CI/CD for Spark pipelines
Learn how to set up continuous integration and deployment (CI/CD) for your Prophecy data pipelines using environment separation and testing. This page outlines how to:
- Configure multi-environment deployments
- Set up testing and validation
- Deploy pipelines using Prophecy's built-in tools or external CI/CD systems
Prerequisites
To set up CI/CD successfully in Prophecy, ensure that you have:
- Access to target execution environments (Databricks workspaces, for example)
- Empty Git repositories configured for your projects
- Understanding of your data pipeline requirements and SLAs
Environment setup
We recommend setting up separate environments (fabrics) for each stage of deployment. The table below illustrates one example of a multi-fabric setup.
Fabric | Purpose | Data | Access | Cluster Size |
---|---|---|---|---|
Development | Feature development and initial testing | Synthetic or anonymized datasets | Dev team | Small |
QA/Staging | Testing and validation | Production-like data samples | QA team | Medium |
Production | Live data processing | Real production data | Prod team | Large |
To learn more about the relationship between fabrics, projects, and teams, visit Team-based Access.
While you are not required to have multiple execution environments in Prophecy, it is best practice to keep development and production data and access separate.
Pipeline development workflow
Here is an example pipeline development workflow for teams that leverage multiple environments.
Step 1: Create a project
Start by creating a new project in Prophecy. The project should have its own dedicated Git repository, which helps maintain a clean version history and enables collaboration across teams. The project should be assigned to a team that includes every user who will need to access this project throughout its lifecycle. This is possible because the project team can differ from the fabric team, which should be more restrictive.
While you can technically use an empty directory to host your Prophecy project instead, this is not recommended.
Step 2: Develop and test
Develop pipelines in the development environment using the dev
branch. This stage involves building pipelines and configuring pipeline parameters to handle different runtime scenarios or environment-specific values. Execute pipelines interactively during development and inspect runtime logs to debug and validate pipeline behavior. During development, you can also create jobs that will automate pipeline execution after deployment.
Step 3: Deploy to QA
Once development and initial validation are complete, the QA team can begin validating the pipelines by running them interactively in the QA environment. Then, changes to the project can be merged to the main
branch and deployed in the QA environment to test if scheduled pipelines run as expected. This stage ensures that your pipelines and jobs function as expected in a controlled, production-like setting before they are released to live systems.
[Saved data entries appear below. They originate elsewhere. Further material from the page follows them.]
PR #4285, opened 2025-03-11
blockdev_full_backup:add timeout in backup_options

aliang123:
timeout set for dst_cluster_size_512, but not
set to backup_options, so no timeout get in
backup_utils.py when doing the backup jobs which
will cause it use the timeout default value 600s.

id:3486

### DIFF
--- a/qemu/tests/cfg/blockdev_full_backup.cfg
+++ b/qemu/tests/cfg/blockdev_full_backup.cfg
@@ -65,7 +65,7 @@
                 - manual_completed:
                     auto-dismiss = false
                     auto-finalize = true
-            backup_options = "auto-dismiss auto-finalize compress sync"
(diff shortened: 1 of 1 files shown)


aliang123:
(1/1) Host_RHEL.m9.ux.ovmf.qcow2.virtio_blk.up.virtio_net.Guest.RHEL.9.x.0.x86_64.io-github-autotest-qemu.blockdev_full_backup.simple_test.auto_compress.dst_cluster_size_512.q35: PASS (1042.28 s)

zhencliu:
The backup_options looks like to be defined for the backup command options, but refer to the code, it's also used for the 'timeout' setting, which is not a backup command option, here, we follow the rule of the current code, this option can be used for both backup command options and the timeout

PR #4294, opened 2025-03-25
fwcfg: update command to make it more accurate and general

leidwang:
Currently, this command can not get available disk in bootc host, besides that, this command also not setup the output's units, it will get a wrong number if the command execute in a large system( disk size > 1T).So update the command to fix above errors

ID:3461


leidwang:
Hi @heywji Would you please help review and test this MR?Thanks.

heywji:
LGTM

leidwang:
Hi @vivianQizhu Could you please help review this MR?thanks.

vivianQizhu (approved):

PR #4300, opened 2025-04-14
cpu_hotplug: fix mismatch boot message pattern

nanliu-r:
ID: 3292

There are some changes in last rhel boot message, update
pattern	message	to match log.

### DIFF
--- a/qemu/tests/cpu_device_hotplug_during_boot.py
+++ b/qemu/tests/cpu_device_hotplug_during_boot.py
@@ -22,8 +22,8 @@ def run(test, params, env):
     vcpu_devices = params.objects("vcpu_devices")
     unplug_during_boot = params.get_boolean("unplug_during_boot")
     boot_patterns = [
-        r".*Started udev Wait for Complete Device Initialization.*",
-        r".*Finished .*Wait for udev To Complete Device Initialization.*",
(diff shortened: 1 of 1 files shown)


nanliu-r:
Test PASS for latest rhel9 and rhel10 vm

nanliu-r:
@fbq815 please help review this on multi-platform, thanks.

yanan-fu:
@nanliu-r  Is there any backgroud about using the `Coldplug All udev Devices` to indicate the init topology is done, and hotplug is available after it ?

nanliu-r:
> @nanliu-r Is there any backgroud about using the `Coldplug All udev Devices` to indicate the init topology is done, and hotplug is available after it ?

sorry for the later reply, this information indicating that it is preparing the operating system (such as Linux) for cold-plugging the device, I will check further and update later.

nanliu-r:
@yanan-fu Hi, This log implies that static vCPU initialization is complete, so I think we can use this log as a signal to say that one VM is booting up

yanan-fu:
> @yanan-fu Hi, This log implies that static vCPU initialization is complete, so I think we can use this log as a signal to say that one VM is booting up

Okay,  thanks for your update!

PR #4311, opened 2025-05-16
[ksm_base]: change the path for query command

meshetty:
1.query_cmd = "cat /sys/kernel/mm/ksm/pages_sharing" is
changed to /proc/QEMU_PID/ksm_merging_pages
2.This ensures the correct  check path to the corresponding QEMU process
to ensure the stable operation of the test cases.
3.In the KAR repo the query_cmd will be modified as mentioned for below file
internal_cfg/host-os-setting.cfg

Signed-off-by: meshetty <meshetty@redhat.com>

ID: 3868

### DIFF
--- a/qemu/tests/cfg/ksm_base.cfg
+++ b/qemu/tests/cfg/ksm_base.cfg
@@ -5,7 +5,7 @@
     requires_root = yes
     setup_ksm = yes
     shared_mem = 1024
-    query_cmd = "cat /sys/kernel/mm/ksm/pages_sharing"
+    query_cmd = "cat /proc/QEMU_PID/ksm_merging_pages"
     split = "yes"
     guest_script_overhead = 20
     cmds_installed_host = "ksmtuned"


zhenyzha:
@PaulYuuu @mcasquer  Could you pls help review when you are free. thanks.

PaulYuuu:
We cannot `pidof qemu-kvm`
1. The output is not what we want if the system has many running VMs.
2. Not all users use `qemu-kvm`, maybe `qemu-system-xxx`

Instead, `ksm_base.py` can replace the substring, so we can follow to https://github.com/autotest/tp-qemu/blob/00cea5438a2b5db4780bb866eeb3a400d4d035e5/qemu/tests/ksm_base.py#L106

mcasquer:
Please @meshetty try to rebase your branch instead of merging the last changes from master to yours.

mcasquer:
Hello @meshetty I still see this PR containing other commits rather than yours, are you going to rebase it?

meshetty:
Thanks @mcasquer 
I am new to the process hence learning it. 
I will try out the comments you mentioned.

meshetty:
> @PaulYuuu @mcasquer Could you please help re-review when you are free. 
Thanks.

qemu/tests/cfg/ksm_base.cfg
```diff
@@ -5,7 +5,7 @@
     requires_root = yes
     setup_ksm = yes
     shared_mem = 1024
-    query_cmd = "cat /sys/kernel/mm/ksm/pages_sharing"
+    xquery_cmd = "cat /proc/QEMU_PID/ksm_merging_pages"
```
PaulYuuu, line 8: I would suggest keeping the parameter name, as we are not sure if any other test case calls it as sub-test and resets the cmd. Also, please also check this parameter in KAR.

PaulYuuu:
Hello @meshetty, please update the commit message as well.

PR #4314, opened 2025-05-22
netperf: Windows small fix for host-vm tests

quanwenli:
Fix minor issues in Windows guest tests between host and VM

1. Initialize client_pub_ip as None for safe variable use
2. Changed server_mtu_cmd to use "set interface" instead of "set subinterface" for correct ipv4 interface configuratio
3. Add client_physical_nic check to avoid errors if not set

id: 3891, 3892, 3893

### DIFF
--- a/generic/tests/cfg/netperf.cfg
+++ b/generic/tests/cfg/netperf.cfg
@@ -89,7 +89,7 @@
     #    log_guestinfo_script = scripts/rh_perf_log_guestinfo_script.bat
     #    log_guestinfo_exec = cmd /c
     #    log_guestinfo_path = C:\log_guestinfo.bat
-        server_mtu_cmd = "netsh interface ipv4 set subinterface "%s" mtu=%s"
+        server_mtu_cmd = "netsh interface ipv4 set interface "%s" mtu=%s"
         i386, x86_64:
             cpu_model_flags = ",hv_time,hv_relaxed,hv_vapic,hv_spinlocks=0xfff"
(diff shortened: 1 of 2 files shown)


quanwenli:
@yanglei-rh @leidwang could you help review this patch ? Thanks a lot.

leidwang:
> @yanglei-rh @leidwang could you help review this patch ? Thanks a lot.

As this change is related to Network, so add @heywji here to let he review it as well.

heywji:
It's only related to the MTU settings. No problems on my side. ACK.

yanglei-rh:
Hi @quanwenli  I remember netsh command will be replace to powershell in the future, so you can try to directl use this command to setup mtu `powershell -command “Set-NetIPInterface -InterfaceAlias "Ethernet" -NlMtuBytes 1400"`

heywji:
Thanks @yanglei-rh for reminding. @quanwenli Yes, we suggest you replace the wmic with the PowerShell, or it will sometimes fail on the Win11/WS2025 system, because of network connection issues.

heywji:
After discussing this with @yanglei-rh offline, we previously saw some non-supportive tips on the `netsh firewalld` command. It seems a flag that Microsoft is dropping the `netsh` command, so we prefer to use PowerShell instead of the netsh command. Anyway, I saw @yanglei-rh has ACKed this patch. The choice is up to you, @quanwenli, if it's not complex
. cc @leidwang

vivianQizhu (approved):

Step 4: Deploy to production
After the QA team has validated the project, the project can be deployed to production. Typically, a small, designated platform team is responsible for this step. The project is deployed to the production fabric, where jobs operate on real production data and run at scale. Jobs in production should ideally execute using a service principal rather than a user identity, since it is an unattended operation.
Project deployment options
You can deploy Prophecy projects using either the built-in Git-based workflow or through an external CI/CD system using the Prophecy Build Tool (PBT). Both approaches support multi-environment pipelines and can integrate automated testing into your release process.
Option 1: Prophecy-native CI/CD
Prophecy includes a native Git-based CI/CD workflow integrated directly into the project editor. This allows you to manage the entire lifecycle without leaving the Prophecy interface. In Prophecy's Git-based workflow, a release marks a specific version of your project by creating a Git tag, while deployment builds and pushes that version to your chosen environment. These steps usually run together but can also be executed independently. As part of the release process, Prophecy automatically builds the code, runs unit tests, and packages everything needed (such as JARs or wheels) to deploy pipelines and jobs.
- Git to learn more about the Git workflow
- Unit tests for validating pipeline functionality
- Deployment to deep dive into the phases of project deployment
Option 2: External CI/CD with PBT
If your organization already uses an external CI/CD system, you can integrate Prophecy projects using the Prophecy Build Tool (PBT), a command-line interface designed for automation. PBT works with systems like GitHub Actions and Jenkins to build and deploy Prophecy projects from a Git repository.
This approach supports the same multi-environment model as native CI/CD. Use the --fabric-ids
flag in your CI/CD configuration to target specific fabrics during deployment.
To use PBT in your CI/CD pipeline:
- Install the Prophecy Build Tool.
- Configure secrets to securely store credentials and environment connection details.
- Set up your GitHub Actions or Jenkins workflow to include build and deploy steps using PBT.
For detailed instructions and examples, see Prophecy Build Tool (PBT).